— Brief —
Return only the number of lines in the entries below that hold the word "await".

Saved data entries
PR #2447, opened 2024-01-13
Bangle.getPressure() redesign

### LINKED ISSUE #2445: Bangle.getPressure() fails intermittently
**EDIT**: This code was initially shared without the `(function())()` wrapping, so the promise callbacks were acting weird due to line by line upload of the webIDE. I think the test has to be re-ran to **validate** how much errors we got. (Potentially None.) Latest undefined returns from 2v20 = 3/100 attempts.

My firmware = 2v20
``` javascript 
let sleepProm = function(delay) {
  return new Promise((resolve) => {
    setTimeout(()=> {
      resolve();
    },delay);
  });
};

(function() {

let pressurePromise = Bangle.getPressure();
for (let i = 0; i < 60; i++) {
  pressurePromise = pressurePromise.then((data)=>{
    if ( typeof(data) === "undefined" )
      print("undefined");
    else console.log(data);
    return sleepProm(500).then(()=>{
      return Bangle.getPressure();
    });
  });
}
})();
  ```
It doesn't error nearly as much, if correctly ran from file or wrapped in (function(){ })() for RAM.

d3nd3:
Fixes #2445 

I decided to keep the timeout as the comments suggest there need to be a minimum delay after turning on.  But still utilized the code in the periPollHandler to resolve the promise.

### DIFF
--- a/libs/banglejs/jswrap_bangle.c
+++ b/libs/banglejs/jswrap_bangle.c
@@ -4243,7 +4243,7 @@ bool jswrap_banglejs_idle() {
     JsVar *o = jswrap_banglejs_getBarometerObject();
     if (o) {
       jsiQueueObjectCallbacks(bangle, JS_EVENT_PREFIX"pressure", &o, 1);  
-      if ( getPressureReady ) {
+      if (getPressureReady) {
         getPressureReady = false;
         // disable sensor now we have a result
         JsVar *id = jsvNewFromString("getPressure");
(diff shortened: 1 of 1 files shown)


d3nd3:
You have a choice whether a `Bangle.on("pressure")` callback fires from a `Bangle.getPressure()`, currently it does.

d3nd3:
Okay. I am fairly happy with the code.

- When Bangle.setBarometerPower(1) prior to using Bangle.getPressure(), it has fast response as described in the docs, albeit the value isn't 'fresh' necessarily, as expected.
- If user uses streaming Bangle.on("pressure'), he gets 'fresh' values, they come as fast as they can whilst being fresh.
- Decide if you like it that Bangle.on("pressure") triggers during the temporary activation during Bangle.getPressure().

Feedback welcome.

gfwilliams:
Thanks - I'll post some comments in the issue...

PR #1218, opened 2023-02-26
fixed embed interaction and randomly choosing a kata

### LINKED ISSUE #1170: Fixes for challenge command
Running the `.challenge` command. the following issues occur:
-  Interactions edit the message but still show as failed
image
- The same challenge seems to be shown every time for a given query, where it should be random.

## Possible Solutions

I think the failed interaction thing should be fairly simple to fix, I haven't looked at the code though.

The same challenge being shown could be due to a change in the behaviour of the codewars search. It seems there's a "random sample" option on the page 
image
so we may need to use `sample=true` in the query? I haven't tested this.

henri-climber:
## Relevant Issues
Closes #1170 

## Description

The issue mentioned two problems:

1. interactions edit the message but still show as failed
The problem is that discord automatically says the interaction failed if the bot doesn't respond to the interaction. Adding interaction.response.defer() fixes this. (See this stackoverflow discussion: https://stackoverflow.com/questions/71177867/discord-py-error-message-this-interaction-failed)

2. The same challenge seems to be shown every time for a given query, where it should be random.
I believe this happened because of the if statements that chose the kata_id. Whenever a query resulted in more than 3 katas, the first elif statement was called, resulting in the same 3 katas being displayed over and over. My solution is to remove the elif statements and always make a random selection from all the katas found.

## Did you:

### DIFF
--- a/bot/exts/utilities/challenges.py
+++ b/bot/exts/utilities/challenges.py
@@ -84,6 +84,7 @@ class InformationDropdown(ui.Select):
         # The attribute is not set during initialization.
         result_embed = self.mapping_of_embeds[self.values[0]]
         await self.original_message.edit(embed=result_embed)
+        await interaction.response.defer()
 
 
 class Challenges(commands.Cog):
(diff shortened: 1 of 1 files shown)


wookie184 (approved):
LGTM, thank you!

---

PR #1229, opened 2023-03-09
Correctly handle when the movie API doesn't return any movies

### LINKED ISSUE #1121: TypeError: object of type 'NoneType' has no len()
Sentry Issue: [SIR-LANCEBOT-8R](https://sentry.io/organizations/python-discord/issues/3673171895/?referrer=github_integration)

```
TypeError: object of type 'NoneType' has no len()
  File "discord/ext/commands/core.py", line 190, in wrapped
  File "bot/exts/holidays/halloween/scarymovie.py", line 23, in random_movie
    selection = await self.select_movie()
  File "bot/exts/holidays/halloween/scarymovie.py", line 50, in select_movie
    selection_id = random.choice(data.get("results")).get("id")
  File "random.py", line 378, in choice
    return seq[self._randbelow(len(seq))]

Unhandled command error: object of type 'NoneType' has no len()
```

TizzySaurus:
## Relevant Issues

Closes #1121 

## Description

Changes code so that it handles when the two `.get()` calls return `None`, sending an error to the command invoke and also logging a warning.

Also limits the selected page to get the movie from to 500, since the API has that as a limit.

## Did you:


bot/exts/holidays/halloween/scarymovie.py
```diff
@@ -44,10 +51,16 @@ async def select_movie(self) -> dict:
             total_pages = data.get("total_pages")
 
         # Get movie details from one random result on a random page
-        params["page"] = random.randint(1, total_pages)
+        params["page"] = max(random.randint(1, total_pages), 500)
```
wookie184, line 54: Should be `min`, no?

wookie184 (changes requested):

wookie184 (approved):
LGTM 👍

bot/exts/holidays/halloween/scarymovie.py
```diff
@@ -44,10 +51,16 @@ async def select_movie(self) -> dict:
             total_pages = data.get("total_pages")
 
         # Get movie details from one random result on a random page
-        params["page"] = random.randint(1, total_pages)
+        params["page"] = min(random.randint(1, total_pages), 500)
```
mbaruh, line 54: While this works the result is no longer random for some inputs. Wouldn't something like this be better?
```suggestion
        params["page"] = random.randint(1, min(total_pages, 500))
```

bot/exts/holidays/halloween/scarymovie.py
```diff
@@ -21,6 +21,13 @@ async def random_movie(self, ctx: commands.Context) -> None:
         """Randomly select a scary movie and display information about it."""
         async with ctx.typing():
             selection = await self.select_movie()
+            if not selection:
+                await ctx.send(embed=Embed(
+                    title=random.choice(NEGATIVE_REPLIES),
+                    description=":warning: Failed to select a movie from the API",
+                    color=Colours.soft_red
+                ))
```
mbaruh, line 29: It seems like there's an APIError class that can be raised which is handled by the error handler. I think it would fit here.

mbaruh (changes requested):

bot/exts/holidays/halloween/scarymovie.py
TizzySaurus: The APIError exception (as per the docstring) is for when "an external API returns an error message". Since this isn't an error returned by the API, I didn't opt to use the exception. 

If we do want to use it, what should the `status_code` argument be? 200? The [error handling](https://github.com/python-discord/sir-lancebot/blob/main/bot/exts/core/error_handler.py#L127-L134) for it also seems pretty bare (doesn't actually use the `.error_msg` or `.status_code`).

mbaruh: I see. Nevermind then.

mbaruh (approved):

---

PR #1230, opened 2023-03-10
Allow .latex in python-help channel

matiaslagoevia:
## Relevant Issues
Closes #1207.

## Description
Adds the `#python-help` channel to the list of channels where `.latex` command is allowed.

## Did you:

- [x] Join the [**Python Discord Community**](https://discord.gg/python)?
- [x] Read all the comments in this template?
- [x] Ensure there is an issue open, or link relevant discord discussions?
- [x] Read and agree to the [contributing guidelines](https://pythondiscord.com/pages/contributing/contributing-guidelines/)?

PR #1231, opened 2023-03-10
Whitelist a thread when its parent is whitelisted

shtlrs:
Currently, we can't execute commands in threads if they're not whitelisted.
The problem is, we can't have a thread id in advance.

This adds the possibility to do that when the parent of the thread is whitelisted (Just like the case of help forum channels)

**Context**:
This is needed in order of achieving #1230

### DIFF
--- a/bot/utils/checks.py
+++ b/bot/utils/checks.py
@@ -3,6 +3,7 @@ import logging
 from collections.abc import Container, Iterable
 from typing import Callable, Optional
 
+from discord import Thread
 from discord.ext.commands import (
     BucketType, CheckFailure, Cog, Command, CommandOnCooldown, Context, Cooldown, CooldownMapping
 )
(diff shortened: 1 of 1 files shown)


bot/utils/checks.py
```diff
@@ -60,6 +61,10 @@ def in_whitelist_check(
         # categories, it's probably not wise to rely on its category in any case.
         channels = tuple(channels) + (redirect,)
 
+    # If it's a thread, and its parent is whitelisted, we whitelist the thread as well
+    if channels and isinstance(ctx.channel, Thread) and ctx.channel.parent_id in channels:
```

— Exercise solution —
5